All studies were included in the dose–response curve between dietary folate intake and the incidence of prostate cancer. As shown in Figure 3A and illustrated by the P value for nonlinearity (P = 0.012), we found evidence of nonlinear relationships between dietary folate intake and the risk of prostate cancer. Dietary folate intake of more than 300 μg per day appeared to be associated with a non-significant reduction in the risk of prostate cancer.
(Enlarge Image)
Figure 3.
Dose-response relations for dietary folate intake (A) and serum folate levels (B).

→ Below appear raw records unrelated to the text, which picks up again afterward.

PR #65605, opened 2023-05-12
Teargas spray

anoobindisguise:
#### Summary
Content "tear gas spray"

#### Purpose of change
Tear gas spray (high potency version of mace spray, bear spray, etc, using actual military tear gas instead of being oleoresin capsicum based "pepper" spray) is a real thing IRL and is civilian legal. I wanted to add some kind of pepper spray equivalent and this made the most sense to me, being fairly high power would mean it would be deployed against the "rioters" and it uses the pre existing tear gas effect instead of needing to invent a new pepper spray thing.

#### Describe the solution
Mostly copied from fire extinguisher implementation, it spawns a cloud at an adjacent tile. It takes 2 seconds to apply, but if you hit something that breathes (not a zombie, robot, alien, etc) it gets stunned for 3 seconds. Like fire extinguisher it has a 1/2 chance to be blinded for 1-2 minutes. There is a moderate intensity tear gas cloud that fades away quickly.
Most cartridges like this can be used for about 20-25 seconds before being depleted so I gave it 10 charges. It's basically pocket sized and it has belt clip, like many existing pepper or tear gas sprays I've seen sold on amazon (and dimensions/weight are based on such figures) 
It primarily spawns on law enforcement but also on various zombies as it is a sensible everyday carry.

Call it something else? Tear gas spray canister, bear spray, mace spray, etc. Unsure if I like "tear gas sprayer" or not.

#### Testing
Spawned the tear gas spray. Maced a bear, and watched as the bear suffered. Then tried to mace a zombie and just got mauled.


bombasticSlacks:
Over all this is 👍 , however I believe there would be value in moving this over to a spell/EOC, especially since this isn't even a generalized iuse to create a generic aerosol. If it is outside your capability, or there are spell/EOC functionality blockers that's a'okay just figured I would mention.

anoobindisguise:
> Over all this is 👍 , however I believe there would be value in moving this over to a spell/EOC, especially since this isn't even a generalized iuse to create a generic aerosol. If it is outside your capability, or there are spell/EOC functionality blockers that's a'okay just figured I would mention.

Yeah I'm not sure if "create cloud" action will work since the act of spawning the cloud has specific effects on the mob there such as blinding it or something like that. Also probably outside of my capacity lmao

PR #65606, opened 2023-05-12
Make portal storms mobile

Ramza13:
#### Summary
Features "Make portal storms mobile."

#### Purpose of change
Make portal storms avoidable.
Make portal storm dungeons no longer a matter of finding a structure.
Add EOC die command so nothing can stop dev's evil!!
Add first official means of escaping the cataclysm which doesn't technically kill you for some definitions of kill.

#### Describe the solution
Portal storms now  have a center and a mission to tell you where it is.  The center  periodically moves randomly.  There are 3 levels of storm depending on how close to the center you are.  They are similar with more of a chance of events closer to the center.  Portal storm dungeons are no longer accessed by a location.  Instead an effect in the center of the storm starts a conversation that can take you there.

#### Additional context
Feedback is always welcome.  The exact values of storm size, speed and whatnot are subject to change.


data/json/portal_storm_effect_on_condition.json
```diff
@@ -136,16 +136,47 @@
...
+    "condition": { "or": [ { "math": [ "cause_early_portal_storm", "==", "1" ] }, { "math": [ "cause_portal_storm", "==", "1" ] } ] },
+    "deactivate_condition": { "and": [ { "math": [ "cause_early_portal_storm", "!=", "1" ] }, { "math": [ "cause_portal_storm", "!=", "1" ] } ] },
+    "effect": [
+      {
+        "location_variable_adjust": { "global_val": "portal_storm_center" },
+        "overmap_tile": true,
+        "x_adjust": [ -1, 1 ],
+        "y_adjust": [ -1, 1 ]
+      },
+      { "u_message": "The portal storm shifts!", "type": "bad" },
```
bombasticSlacks, line 175: I'm a little worried this could get annoying.

bombasticSlacks:
Very cool!

data/json/portal_storm_effect_on_condition.json
Ramza13: Fair enough, I've removed the message.

Nebnis:
I'm not sure if this is the right place to portal storms feedback but here i go

Having played the new portal storms, i would say it is a lot better than before, it is almost perfect with them being mobile weather now. Having a bunch of its danger be immobile was also a really good idea which means you gotta pay attention where you going and a mistake will get you crippled bad, it seemed fun to be caught into a forest rather than "oh bother i gotta start another character"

Serum Folate Levels and the Risk of Prostate Cancer
A total of 5 prospective nest case control studies reported an association between serum folate levels and the risk of prostate cancer. The pooled analysis results for prostate cancer incidence indicated that the comparison of the high versus low categories of serum folate levels was associated with a harmful effect (RR = 1.21; 95% CI = 1.05–1.39; P = 0.008, with no evidence of heterogeneity [I = 0.0%; P = 0.724]; Figure 4A). The dose–response meta-analysis suggested that a 5 nmol/L increment of serum folate levels was associated with increased risk of prostate cancer (RR = 1.04; 95% CI = 1.00–1.07; P = 0.042, with no evidence of heterogeneity [I = 0.0%; P = 0.418], Figure 4B). Furthermore, as shown by the P value of nonlinearity (P = 0.111), there was no evidence of a potential non-linear relationship (Figure 3B).
(Enlarge Image)
Figure 4.
Relative risk estimates of prostate cancer for high versus low serum folate levels (A) and per 5 nmol/L increment in serum folate levels for prostate cancer (B).
Subgroup Analysis
Heterogeneity testing for the analysis identified a P value >0.10 for prostate cancer incidence. We concluded that heterogeneity is not significant in the overall analysis, suggesting that most variation was attributable to chance alone. Subgroup analyses were conducted to evaluate the effect of folate on prostate cancer risk in a specific population. Overall, we noted that a 5 nmol/L increment of serum folate levels was associated with the increased risk of prostate cancer if the duration of the follow-up less than 15 years. No other significant differences in effects were detected between dietary folate intake or serum folate levels and the risk of prostate cancer (Table 2).
Publication Bias
A review of funnel plots could not eliminate the potential for publication bias for prostate cancer (Figure 5). The Egger and Begg test results disclosed no evidence of publication bias for prostate cancer (Egger: P = 0.694 for dietary folate intake and P = 0.181 for serum folate levels; Begg: P = 0.806 for dietary folate intake and P = 1.000 for serum folate levels; Figure 5).
(Enlarge Image)
Figure 5.
Funnel plot for per 100 ug/day increment in dietary folate intake (A) and per 5 nmol/L increment in serum folate levels for prostate cancer (B).